Another day, another island on our RTW cruise – but this visit to Jeju was more critical than most as it offered the promise of a completely new WHS after a long period of “revisits” since Rapa Nui on the other side of the Pacific! With just 9 hours ashore we somewhat reluctantly decided to use a standard tour which promised to take in 2 of the 3 elements of the inscribed site, together some more of Jeju’s delights!

The big worry was whether the tour would give us enough time at our priority sites and after visits to a crater, a folk village and a resort it was after lunch before we reached the Seongsan Ilchulbong tuff cone, otherwise known as “Sunrise Peak” (Our lunch by the way was served in the visually stunning “Glass House” by Tadeo Ando – well above the normal quality of restaurant used for tourist groups around the World but it was a pity we couldn’t also take in his “Genius Loci” or the interior of Botta’s “Agora” at the same Phoenix Island location!). We were then presented with an option – either go to see the Haenyeo diving ladies whose “show” commenced at 1.30 or climb to the top of the crater – in either case we would leave in 1 hour and it was now 1.05!!

Well there was no alternative of course but to try for both - and it was well worth doing so too. Seongsan Ilchulbong is often described as a huge offshore stone castle with sheer cliffs all round – in reality it is connected to “mainland” Jeju by a spit of land but the climb starts only a bit above sea level and climbs steeply to the summit at 182 metrs. It was a popular spot and the stairway got very crowded. The summit revealed that those steep sides hid a deep circular crater (its floor just 90 metres above sea level) - this is a “volcanic cone formed by Surtseyan-type hydrovolcanic activity about 5,000 years ago” (Wiki). The views on all sides were spectacular from the very narrow summit ledge.
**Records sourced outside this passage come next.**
PR #184, opened 2016-09-13
When doing a diff print errors found during stack initialization

bcall-r7:
When a instance of each stack is created it resolves a bunch of information about that stack. If the request fails because of rate limiting we do not collect the needed info. Then when doing a diff we may assume the stack does not exist or certain attributes are not set and display them as changes. This change will collect errors encountered and display them before discontinuing the diff.
Example
```
$ convection diff
       error  Error(s) during stack diff Rate exceeded
```

Verification Steps
- [x] Run diff where we are rate limited and see that the diff does not happen and a error is returned
- [x] Run a diff not rate limited and see that the diff is done.
- [x] Inject another error and see that both errors are printed.

### DIFF
--- a/lib/convection/control/cloud.rb
+++ b/lib/convection/control/cloud.rb
@@ -114,6 +114,18 @@ module Convection
           return
         end
 
+        errors = []
+        stacks.each_value do |stack|
+          if stack.error?
+            errors << stack.errors.collect { |x| x.exception.message }
+          end
+        end
+        errors = errors.uniq.flatten!
+        unless errors.empty?
+          block.call(Model::Event.new(:error, "Error(s) during stack diff #{errors.join(', ')}", :error), errors) if block
+          return
+        end
+
         filter_deck(options, &block).each_value do |stack|
           block.call(Model::Event.new(:compare, "Compare local state of stack #{ stack.name } (#{ stack.cloud_name }) with remote template", :info))
 


athompson-r7:
LGTM

lib/convection/control/cloud.rb
```diff
@@ -114,6 +114,18 @@ def diff(to_stack, options = {}, &block)
...
+        stacks.each_value do |stack|
+          if stack.error?
+            errors << stack.errors.collect { |x| x.exception.message }
+          end
+        end
+        errors = errors.uniq.flatten!
+        unless errors.empty?
+          block.call(Model::Event.new(:error, "Error(s) during stack diff #{errors.join(', ')}", :error), errors) if block
+          return
+        end
```
bturner-r7: 1. Should this be within `filter_deck` below so that we only throw errors on the current stack-group or filtered stacks?
2. Should we do one `block.call` per stack to more closely follow how we handle errors in the `converge` method?
3. Should we proceed with the diff if an error occurs?  Do we exit with a non-zero exit status when errors occur?

bcall-r7: 1/2. No, if we took that approach we would be doing number 2 where we only error on stacks that have errors and proceed with the diff for stacks in a good state. I do not feel like that is a good idea as there is a possibility the user will miss the error. I feel we should error if any stacks had trouble being initialized. 
3. We should not proceed with the diff if an error occurs. We do not exit with a non zero exit code. (same as other error handling for converges or deletes)

bturner-r7: Should we change the converge behavior to match the diff behavior?  If we report errors on all stacks when only asking to diff a specific stack, we should report errors on all stacks when asking to converge a specific stack.  Any reason for the inconsistency.

Let's open a bug to fix the exit status.  CLI tools should return non-zero exit codes on failures.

Next to the diving ladies so, after a speedy climb of 15 minutes, it was less half than that to run down. Luckily they started a bit late and we arrived in time to see and hear the rituals they undertake before diving. The Haenyeo are mainly old ladies who dive without oxygen down to 20 metres for conch, urchin, abalone and octopus looking a bit like “Michelin men” with their rubber wet suits highlighting their avoirdupois! Apparently they are embarked on a project to be inscribed as “Intangible Cultural Heritage” – it was certainly an interesting vignette of Korean culture and worth taking in if you can, even if the show at Sunrise Peak is one put on for tourists

So, it was on to the “main event” – the Geomunoreum lava tube system “regarded as the finest lava tube system of caves anywhere,” (UNESCO – though Hawaii et al might disagree!). Arrival at 2.40 gave us a full hour to cover the underground walk with reasonable time to take in the atmosphere and the numerous geological phenomena on display. Only 1 km of one of the tubes, that of Manjaggul, is open. Its entire length is 13.4kms with a height of 23m and a width of 18m (photo). We had visited lava tubes in USA but found Manjaggul a worthwhile experience, well presented with informative signs.
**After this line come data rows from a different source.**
PR #187, opened 2016-09-13
Parallel initialisation

bcall-r7:
# Description
Resolve stack information in parallel. This should cut the init time down almost in half. The number of threads can be set in the cloudfile with the thread_count option. The default of 2 seems to provide the best gain for the least amount of rate limiting. 

# Verification Steps
- [x] Diffs function properly
- [x] Diffs still fail when an error is encountered in init.

### DIFF
--- a/lib/convection/model/cloudfile.rb
+++ b/lib/convection/model/cloudfile.rb
@@ -68,17 +68,17 @@ module Convection
         instance_eval(IO.read(cloudfile), cloudfile, 1)
 
         work_q = Queue.new
-        @deck.each { |stack| work_q.push stack }
+        @deck.each { |stack| work_q.push(stack) }
         workers = (0...@thread_count).map do
           Thread.new do
             until work_q.empty?
               stack = work_q.pop(true)
               stack.status
-              stack.template_info if stack.exist?
+              stack.load_template_info if stack.exist?
             end
           end
         end
-        workers.map(&:join)
+        workers.each(&:join)
       end
     end
   end
--- a/lib/convection/model/cloudfile.rb
+++ b/lib/convection/model/cloudfile.rb
@@ -69,6 +69,7 @@ module Convection
         @deck = []
         @stack_groups = {}
         @thread_count ||= 2
+
         instance_eval(IO.read(cloudfile), cloudfile, 1)
         work_q = Queue.new
         @deck.each { |stack| work_q.push stack }
--- a/lib/convection/model/cloudfile.rb
+++ b/lib/convection/model/cloudfile.rb
@@ -2,6 +2,8 @@ require_relative '../control/stack'
 require_relative '../dsl/helpers'
 require_relative '../model/attributes'
 require_relative '../model/template'
+require 'Benchmark'
+require 'Thread'
 
 module Convection
   module DSL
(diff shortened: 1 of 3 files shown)


lib/convection/model/cloudfile.rb
```diff
@@ -2,6 +2,8 @@
 require_relative '../dsl/helpers'
 require_relative '../model/attributes'
 require_relative '../model/template'
+require 'Benchmark'
```
asebastian-r7: Are we still using this? I saw in your terminal that you were doing "Diff took x milliseconds", but that logic does not appear to be present anymore.

asebastian-r7:
LGTM except for the (possible) unnecessary require of benchmark . :shipit:

lib/convection/model/cloudfile.rb
bcall-r7: nope ill remove thanks

lib/convection/model/cloudfile.rb
```diff
@@ -41,6 +43,10 @@ def stack(stack_name, template, options = {}, &block)
       def stack_group(group_name, group_list)
         @stack_groups[group_name] = group_list
       end
+
+      def init_threads(count)
+        @thread_count = count
+      end
```
athompson-r7: Is this used anywhere, I cannot seem to find a reference.

bcall-r7: Lines 70,75

lib/convection/model/cloudfile.rb
```diff
@@ -61,8 +63,22 @@ def initialize(cloudfile)
         @stacks = {}
         @deck = []
         @stack_groups = {}
+        @thread_count = thread_count || 2
```
erran-r7: Can't you just `@thread_count ||= 2` here?

lib/convection/model/cloudfile.rb
```diff
@@ -61,8 +63,22 @@ def initialize(cloudfile)
...
 
         instance_eval(IO.read(cloudfile), cloudfile, 1)
+
+        work_q = Queue.new
+        @deck.each { |stack| work_q.push stack }
```
erran-r7: **style**: Parenthesis around `stack`: `work_q.push(stack)`.

lib/convection/model/cloudfile.rb
```diff
@@ -61,8 +63,22 @@ def initialize(cloudfile)
...
+        workers = (0...@thread_count).map do
+          Thread.new do
+            until work_q.empty?
+              stack = work_q.pop(true)
+              stack.status
+              stack.template_info if stack.exist?
```
erran-r7: Thoughts on calling this `Stack#load_template_info`?

lib/convection/model/cloudfile.rb
```diff
@@ -61,8 +63,22 @@ def initialize(cloudfile)
...
+            end
+          end
+        end
+        workers.map(&:join)
```
erran-r7: Should we use `Enumerable#each` here since we don't care about the resulting array?

lib/convection/model/cloudfile.rb
bcall-r7: No because the thread_count is the value specified in the cloud file so i only want it to be 2 if its not specified.

PR #192, opened 2016-09-22
Fix #113 - Define Stack#fetch which fails fast when a value is unset

### LINKED ISSUE #113: Fail fast on converge if stack.get returns null
This could also be implemented by creating a `#fetch(stack, key, default_value = nil)` method which raises an exception if no default value (defaulting to `nil` should be allowed) was provided similar to Hash. `#get` can be reimplemented as a call to this method.

Let's get some discussion going on what the desired behaviour would be:

@bturner-r7 added this to the list of general improvements so maybe he could expand on why he would like to fail fast with the current `#get` method. cc @athompson-r7 @jmanero-r7 @simonirwin-r7 @abegley-r7

erran-r7:
Fix #113.


athompson-r7:
@erran Is there a test that validates this new behavior?

erran-r7:
> @erran Is there a test that validates this new behavior?

@athompson-r7 Now there are (since https://github.com/rapid7/convection/pull/192/commits/e0b7517936c3c5f9207f5e15bec35f251908f459). 😜

spec/convection/model/attributes_spec.rb
```diff
@@ -0,0 +1,40 @@
...
+      it 'raises a key error if the key was not defined' do
+        expect { subject.fetch('<stack-name>', '<attribute-key>') }.to raise_error(KeyError)
+      end
+
+      ['<truthy object>', true, false].each do |default|
+        it "supports #{default.inspect} as the default value when no value was set" do
+          expect { subject.fetch('<stack-name>', '<attribute-key>', default) }.to_not raise_error
+        end
+
+
```
erran-r7: Extra space. 😡

erran-r7: Resolved by 0126a14.

PR #197, opened 2016-09-27
Fix #196 - Support cross stack references

### LINKED ISSUE #196: Support cross-stack references
# Description
CloudFormation now supports cross stack references. Convection should provide a mechanism to export/import the outputs/references.

See also the CloudFormation [cross-stack reference walkthrough](https://docs.aws.amazon.com/AWSCloudFormation/latest/UserGuide/walkthrough-crossstackref.html).

erran-r7:
# Description
Fix #196 - Add support for the new `Export` `Outputs` property and the `Fn::ImportValue` function.

* See also the [Fn::ImportValue](https://docs.aws.amazon.com/AWSCloudFormation/latest/UserGuide/intrinsic-function-reference-importvalue.html) documentation.
* See also the [Export section of the Outputs](https://docs.aws.amazon.com/AWSCloudFormation/latest/UserGuide/outputs-section-structure.html) documentation.

# Motivation and Context
To simplify cross-stack references written in Convection templates by leveraging the new addition to CloudFormation.

### DIFF
--- a/lib/convection/model/template/resource.rb
+++ b/lib/convection/model/template/resource.rb
@@ -337,11 +337,10 @@ module Convection
           }
         end
 
-        def with_output(output_name = name, value = reference, export_as: nil, &block)
+        def with_output(output_name = name, value = reference, &block)
           o = Model::Template::Output.new(output_name, @template)
           o.value = value
           o.description = "Resource #{ type }/#{ name }"
-          o.export_as = export_as if export_as
 
           o.instance_exec(&block) if block
           @template.outputs[output_name] = o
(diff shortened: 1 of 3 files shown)


lib/convection/model/template/resource.rb
```diff
@@ -337,10 +337,11 @@ def reference
           }
         end
 
-        def with_output(output_name = name, value = reference, &block)
+        def with_output(output_name = name, value = reference, export_as: nil, &block)
```
erran-r7: Is there any reason to have this named parameter? The user can just add the output in the existing configuration block parameter.

simonirwin-r7:
This would have made CR7Services a lot easier, compared to polluting the Output section of each stack.

lib/convection/model/template/resource.rb
erran-r7: Resolved in 7219c24.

Both Seongsan Ilchubong and Manjaggul deserve a bit of research before and after a visit to help understand the geological processes which created them and what makes them special enough to be inscribed. Ok, Jeju requires more than the 9 hours we gave it, but I felt we used our limited time reasonably well and, in particular, that we did justice to the 2 WHS elements we visited (and we saw the third as we sailed away with the sun shining brightly on the snow capped peak of Mt Halla!).